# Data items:
○ ○ ○ ○ ○ ○ ○

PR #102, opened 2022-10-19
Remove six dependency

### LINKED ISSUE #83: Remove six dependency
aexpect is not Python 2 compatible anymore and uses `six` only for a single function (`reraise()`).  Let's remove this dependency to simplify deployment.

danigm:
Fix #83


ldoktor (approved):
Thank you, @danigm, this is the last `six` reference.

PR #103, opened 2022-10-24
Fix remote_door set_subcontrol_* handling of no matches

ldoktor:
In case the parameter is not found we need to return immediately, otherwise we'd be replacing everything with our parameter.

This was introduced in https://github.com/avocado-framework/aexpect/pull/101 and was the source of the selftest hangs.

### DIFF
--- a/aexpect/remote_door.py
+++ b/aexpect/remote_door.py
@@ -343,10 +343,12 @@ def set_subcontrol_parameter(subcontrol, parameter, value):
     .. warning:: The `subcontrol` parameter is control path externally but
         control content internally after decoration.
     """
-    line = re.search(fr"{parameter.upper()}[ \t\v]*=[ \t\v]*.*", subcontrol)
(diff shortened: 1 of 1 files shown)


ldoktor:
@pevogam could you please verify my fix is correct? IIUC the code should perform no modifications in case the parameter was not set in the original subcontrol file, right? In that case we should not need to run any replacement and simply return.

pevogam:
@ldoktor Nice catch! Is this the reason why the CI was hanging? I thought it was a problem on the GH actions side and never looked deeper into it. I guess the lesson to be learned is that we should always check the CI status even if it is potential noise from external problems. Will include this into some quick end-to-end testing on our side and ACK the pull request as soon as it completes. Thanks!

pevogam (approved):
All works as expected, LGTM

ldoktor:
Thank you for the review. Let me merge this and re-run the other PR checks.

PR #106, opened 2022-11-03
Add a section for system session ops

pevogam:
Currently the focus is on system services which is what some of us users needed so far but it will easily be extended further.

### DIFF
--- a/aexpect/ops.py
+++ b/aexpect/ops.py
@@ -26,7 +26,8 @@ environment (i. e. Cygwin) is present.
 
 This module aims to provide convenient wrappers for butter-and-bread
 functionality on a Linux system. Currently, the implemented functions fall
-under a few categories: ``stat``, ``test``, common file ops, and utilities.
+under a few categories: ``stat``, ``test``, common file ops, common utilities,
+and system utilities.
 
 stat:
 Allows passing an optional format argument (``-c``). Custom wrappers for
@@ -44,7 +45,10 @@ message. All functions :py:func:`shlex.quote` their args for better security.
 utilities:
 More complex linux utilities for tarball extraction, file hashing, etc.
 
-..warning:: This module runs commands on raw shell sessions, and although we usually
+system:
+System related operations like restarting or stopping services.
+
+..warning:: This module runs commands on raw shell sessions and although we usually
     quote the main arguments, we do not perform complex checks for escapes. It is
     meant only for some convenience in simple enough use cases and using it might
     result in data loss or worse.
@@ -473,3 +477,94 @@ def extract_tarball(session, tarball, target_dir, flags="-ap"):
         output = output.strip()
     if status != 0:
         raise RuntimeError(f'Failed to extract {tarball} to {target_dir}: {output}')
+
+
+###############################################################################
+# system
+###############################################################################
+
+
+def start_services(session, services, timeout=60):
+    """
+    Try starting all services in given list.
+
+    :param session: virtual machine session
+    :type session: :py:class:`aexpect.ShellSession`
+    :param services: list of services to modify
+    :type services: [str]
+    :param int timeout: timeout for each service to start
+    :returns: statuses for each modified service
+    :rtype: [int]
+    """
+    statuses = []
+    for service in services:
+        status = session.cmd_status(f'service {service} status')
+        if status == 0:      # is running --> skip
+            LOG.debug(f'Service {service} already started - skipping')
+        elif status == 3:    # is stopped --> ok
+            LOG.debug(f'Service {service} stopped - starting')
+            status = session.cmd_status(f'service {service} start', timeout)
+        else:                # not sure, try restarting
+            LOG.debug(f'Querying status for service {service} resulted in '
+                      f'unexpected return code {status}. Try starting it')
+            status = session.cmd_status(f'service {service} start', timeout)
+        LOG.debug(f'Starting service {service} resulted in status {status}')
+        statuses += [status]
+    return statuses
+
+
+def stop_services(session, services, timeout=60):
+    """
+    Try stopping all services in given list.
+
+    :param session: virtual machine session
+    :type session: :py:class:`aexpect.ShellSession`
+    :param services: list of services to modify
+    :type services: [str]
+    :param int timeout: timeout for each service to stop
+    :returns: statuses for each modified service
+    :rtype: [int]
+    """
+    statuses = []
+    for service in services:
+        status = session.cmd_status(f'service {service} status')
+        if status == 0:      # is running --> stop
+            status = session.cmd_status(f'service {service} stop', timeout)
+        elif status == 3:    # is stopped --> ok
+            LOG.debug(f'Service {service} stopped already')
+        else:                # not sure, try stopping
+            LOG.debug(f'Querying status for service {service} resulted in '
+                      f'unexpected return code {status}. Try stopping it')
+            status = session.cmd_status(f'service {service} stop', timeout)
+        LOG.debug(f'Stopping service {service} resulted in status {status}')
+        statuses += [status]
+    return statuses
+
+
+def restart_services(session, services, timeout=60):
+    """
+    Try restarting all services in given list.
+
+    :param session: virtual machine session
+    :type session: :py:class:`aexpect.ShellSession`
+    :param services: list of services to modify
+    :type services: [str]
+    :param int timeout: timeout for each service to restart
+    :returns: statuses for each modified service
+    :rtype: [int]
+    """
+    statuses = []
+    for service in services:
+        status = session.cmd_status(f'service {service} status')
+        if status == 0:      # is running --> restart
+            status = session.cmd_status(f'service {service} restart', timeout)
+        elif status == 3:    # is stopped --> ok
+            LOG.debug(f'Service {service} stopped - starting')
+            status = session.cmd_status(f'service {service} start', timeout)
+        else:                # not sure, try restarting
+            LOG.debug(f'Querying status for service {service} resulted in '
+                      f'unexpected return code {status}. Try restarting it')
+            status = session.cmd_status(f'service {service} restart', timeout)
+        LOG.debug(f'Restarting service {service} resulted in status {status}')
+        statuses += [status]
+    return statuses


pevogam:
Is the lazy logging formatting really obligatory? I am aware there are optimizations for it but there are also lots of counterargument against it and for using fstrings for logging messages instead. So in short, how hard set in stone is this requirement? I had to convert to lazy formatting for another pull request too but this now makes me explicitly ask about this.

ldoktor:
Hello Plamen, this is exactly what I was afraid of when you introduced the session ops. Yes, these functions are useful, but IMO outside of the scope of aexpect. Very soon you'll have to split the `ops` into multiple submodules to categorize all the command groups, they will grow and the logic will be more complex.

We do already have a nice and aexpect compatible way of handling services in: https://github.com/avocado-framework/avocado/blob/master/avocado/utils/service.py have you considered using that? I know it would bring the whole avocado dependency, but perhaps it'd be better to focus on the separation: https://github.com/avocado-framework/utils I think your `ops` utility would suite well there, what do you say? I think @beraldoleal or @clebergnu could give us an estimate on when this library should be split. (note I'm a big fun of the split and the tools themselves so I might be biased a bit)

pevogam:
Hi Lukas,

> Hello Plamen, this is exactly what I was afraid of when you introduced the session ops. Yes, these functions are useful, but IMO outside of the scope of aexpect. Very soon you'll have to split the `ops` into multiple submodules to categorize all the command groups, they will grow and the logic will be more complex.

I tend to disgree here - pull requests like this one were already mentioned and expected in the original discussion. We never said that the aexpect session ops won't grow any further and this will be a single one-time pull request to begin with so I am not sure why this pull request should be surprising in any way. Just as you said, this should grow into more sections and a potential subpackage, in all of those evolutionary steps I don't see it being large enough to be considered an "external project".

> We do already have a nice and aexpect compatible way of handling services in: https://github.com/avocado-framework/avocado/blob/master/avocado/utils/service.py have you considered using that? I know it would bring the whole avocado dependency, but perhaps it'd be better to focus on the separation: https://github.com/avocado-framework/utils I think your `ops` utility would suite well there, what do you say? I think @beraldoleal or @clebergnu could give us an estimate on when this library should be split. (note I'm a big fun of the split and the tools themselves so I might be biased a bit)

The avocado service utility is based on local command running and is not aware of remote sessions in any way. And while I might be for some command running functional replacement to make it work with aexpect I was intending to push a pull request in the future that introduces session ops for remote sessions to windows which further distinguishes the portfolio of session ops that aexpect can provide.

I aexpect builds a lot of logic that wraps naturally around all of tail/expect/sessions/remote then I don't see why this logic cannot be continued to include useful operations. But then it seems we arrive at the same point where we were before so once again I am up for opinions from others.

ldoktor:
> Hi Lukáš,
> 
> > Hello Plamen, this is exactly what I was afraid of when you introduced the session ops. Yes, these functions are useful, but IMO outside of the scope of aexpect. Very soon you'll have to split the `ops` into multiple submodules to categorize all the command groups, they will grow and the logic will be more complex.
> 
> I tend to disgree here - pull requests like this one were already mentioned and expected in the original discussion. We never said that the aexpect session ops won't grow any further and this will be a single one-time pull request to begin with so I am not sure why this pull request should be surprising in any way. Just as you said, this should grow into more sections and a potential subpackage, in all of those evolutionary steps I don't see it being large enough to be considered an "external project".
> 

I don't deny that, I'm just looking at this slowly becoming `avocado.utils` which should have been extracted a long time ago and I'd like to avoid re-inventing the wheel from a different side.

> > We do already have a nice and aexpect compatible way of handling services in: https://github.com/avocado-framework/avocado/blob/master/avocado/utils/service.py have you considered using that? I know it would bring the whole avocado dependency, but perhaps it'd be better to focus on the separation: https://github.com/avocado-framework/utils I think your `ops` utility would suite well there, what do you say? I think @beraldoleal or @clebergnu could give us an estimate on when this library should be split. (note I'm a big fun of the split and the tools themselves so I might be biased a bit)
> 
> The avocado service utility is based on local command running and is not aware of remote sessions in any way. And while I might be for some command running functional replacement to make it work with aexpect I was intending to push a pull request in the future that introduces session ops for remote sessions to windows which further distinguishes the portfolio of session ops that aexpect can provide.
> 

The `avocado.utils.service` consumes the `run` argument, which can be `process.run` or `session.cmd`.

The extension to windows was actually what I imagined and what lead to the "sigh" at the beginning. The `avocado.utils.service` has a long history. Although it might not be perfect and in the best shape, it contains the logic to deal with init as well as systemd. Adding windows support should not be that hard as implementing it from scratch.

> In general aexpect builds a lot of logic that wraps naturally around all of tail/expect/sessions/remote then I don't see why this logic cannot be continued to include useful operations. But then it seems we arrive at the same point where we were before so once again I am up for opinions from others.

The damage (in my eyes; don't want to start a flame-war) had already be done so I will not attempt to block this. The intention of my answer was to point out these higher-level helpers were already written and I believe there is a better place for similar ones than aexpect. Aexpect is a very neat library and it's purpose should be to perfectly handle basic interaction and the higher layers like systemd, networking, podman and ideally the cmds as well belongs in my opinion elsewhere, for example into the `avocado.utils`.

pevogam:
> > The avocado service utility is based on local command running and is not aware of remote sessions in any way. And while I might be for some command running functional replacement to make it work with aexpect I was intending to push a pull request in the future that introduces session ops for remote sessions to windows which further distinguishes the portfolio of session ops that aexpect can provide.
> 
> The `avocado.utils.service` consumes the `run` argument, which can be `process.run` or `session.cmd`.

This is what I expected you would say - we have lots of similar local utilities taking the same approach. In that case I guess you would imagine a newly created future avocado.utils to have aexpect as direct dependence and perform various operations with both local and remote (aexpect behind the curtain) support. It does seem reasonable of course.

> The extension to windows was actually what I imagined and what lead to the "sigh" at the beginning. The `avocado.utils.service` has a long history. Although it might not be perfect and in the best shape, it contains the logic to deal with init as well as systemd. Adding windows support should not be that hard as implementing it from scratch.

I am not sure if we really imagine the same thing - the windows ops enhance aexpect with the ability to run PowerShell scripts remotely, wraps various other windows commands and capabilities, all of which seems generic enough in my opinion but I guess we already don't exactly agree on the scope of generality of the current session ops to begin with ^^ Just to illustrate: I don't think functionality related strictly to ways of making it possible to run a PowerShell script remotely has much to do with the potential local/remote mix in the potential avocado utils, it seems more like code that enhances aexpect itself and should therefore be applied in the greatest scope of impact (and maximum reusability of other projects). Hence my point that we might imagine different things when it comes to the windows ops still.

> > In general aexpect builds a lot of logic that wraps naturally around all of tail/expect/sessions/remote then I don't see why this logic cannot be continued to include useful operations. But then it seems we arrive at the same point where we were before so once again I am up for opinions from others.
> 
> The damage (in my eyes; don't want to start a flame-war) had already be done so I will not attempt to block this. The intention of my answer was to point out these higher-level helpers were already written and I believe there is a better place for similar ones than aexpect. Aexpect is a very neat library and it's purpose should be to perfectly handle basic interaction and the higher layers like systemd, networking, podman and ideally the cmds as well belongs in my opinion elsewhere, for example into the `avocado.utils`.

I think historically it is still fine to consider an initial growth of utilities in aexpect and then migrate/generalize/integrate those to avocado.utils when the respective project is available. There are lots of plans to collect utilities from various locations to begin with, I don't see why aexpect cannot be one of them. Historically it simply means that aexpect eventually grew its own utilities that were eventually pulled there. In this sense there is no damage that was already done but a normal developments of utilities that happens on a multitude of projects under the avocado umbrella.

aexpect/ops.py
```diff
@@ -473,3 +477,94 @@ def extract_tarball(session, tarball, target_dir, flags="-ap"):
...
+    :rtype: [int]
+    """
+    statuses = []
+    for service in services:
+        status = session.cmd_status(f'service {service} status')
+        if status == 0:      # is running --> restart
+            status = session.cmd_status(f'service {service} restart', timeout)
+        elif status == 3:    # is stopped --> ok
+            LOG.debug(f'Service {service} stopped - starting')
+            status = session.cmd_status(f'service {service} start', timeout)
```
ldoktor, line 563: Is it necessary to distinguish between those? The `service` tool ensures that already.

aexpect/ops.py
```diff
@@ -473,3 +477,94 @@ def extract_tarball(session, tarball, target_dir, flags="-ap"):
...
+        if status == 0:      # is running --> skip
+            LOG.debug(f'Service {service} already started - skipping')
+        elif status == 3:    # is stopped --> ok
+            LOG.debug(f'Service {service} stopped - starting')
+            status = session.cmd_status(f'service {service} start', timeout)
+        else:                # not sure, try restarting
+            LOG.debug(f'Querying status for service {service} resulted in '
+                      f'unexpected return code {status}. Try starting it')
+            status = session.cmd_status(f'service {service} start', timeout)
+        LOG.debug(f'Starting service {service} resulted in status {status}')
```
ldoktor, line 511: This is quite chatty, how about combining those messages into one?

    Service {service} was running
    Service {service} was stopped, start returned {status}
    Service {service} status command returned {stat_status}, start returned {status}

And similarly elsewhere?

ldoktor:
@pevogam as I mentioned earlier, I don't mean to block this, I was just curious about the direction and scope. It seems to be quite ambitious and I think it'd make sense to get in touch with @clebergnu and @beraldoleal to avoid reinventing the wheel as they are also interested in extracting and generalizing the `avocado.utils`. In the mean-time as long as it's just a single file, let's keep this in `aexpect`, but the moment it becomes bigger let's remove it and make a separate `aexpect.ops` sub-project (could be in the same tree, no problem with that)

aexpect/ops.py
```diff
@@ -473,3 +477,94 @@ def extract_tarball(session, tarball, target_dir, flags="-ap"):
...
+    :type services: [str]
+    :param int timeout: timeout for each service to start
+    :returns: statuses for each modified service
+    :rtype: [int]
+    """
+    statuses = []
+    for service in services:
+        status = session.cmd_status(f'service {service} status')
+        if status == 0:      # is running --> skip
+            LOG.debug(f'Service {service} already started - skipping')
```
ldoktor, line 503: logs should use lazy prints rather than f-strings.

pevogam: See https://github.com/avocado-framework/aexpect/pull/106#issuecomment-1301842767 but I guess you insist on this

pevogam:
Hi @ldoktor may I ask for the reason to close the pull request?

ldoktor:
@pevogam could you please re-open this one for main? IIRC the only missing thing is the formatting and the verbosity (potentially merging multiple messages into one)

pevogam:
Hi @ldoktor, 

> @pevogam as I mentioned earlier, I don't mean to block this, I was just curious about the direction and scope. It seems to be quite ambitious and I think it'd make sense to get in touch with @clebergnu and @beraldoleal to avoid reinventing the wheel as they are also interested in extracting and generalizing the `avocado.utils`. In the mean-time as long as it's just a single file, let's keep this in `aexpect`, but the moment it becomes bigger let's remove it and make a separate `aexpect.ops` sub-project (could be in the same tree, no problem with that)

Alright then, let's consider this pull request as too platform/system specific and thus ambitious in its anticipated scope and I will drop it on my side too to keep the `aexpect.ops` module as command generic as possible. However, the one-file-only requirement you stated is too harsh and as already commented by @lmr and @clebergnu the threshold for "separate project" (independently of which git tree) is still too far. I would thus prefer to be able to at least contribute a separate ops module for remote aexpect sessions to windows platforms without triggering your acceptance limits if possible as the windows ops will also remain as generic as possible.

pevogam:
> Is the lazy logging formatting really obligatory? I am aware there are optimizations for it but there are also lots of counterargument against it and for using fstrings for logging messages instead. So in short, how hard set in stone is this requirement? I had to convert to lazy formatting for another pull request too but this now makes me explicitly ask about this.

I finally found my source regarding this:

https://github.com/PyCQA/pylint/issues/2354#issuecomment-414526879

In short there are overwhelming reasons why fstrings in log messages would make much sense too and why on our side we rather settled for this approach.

○ ○ ○ ○ ○ ○ ○

# Task description:
Within the data above, the lines from the one with "Allows passing an" to the one with "More complex linux" must be repeated exactly; no other line belongs in the answer.

# Result:
 Allows passing an optional format argument (``-c``). Custom wrappers for
@@ -44,7 +45,10 @@ message. All functions :py:func:`shlex.quote` their args for better security.
 utilities:
 More complex linux utilities for tarball extraction, file hashing, etc.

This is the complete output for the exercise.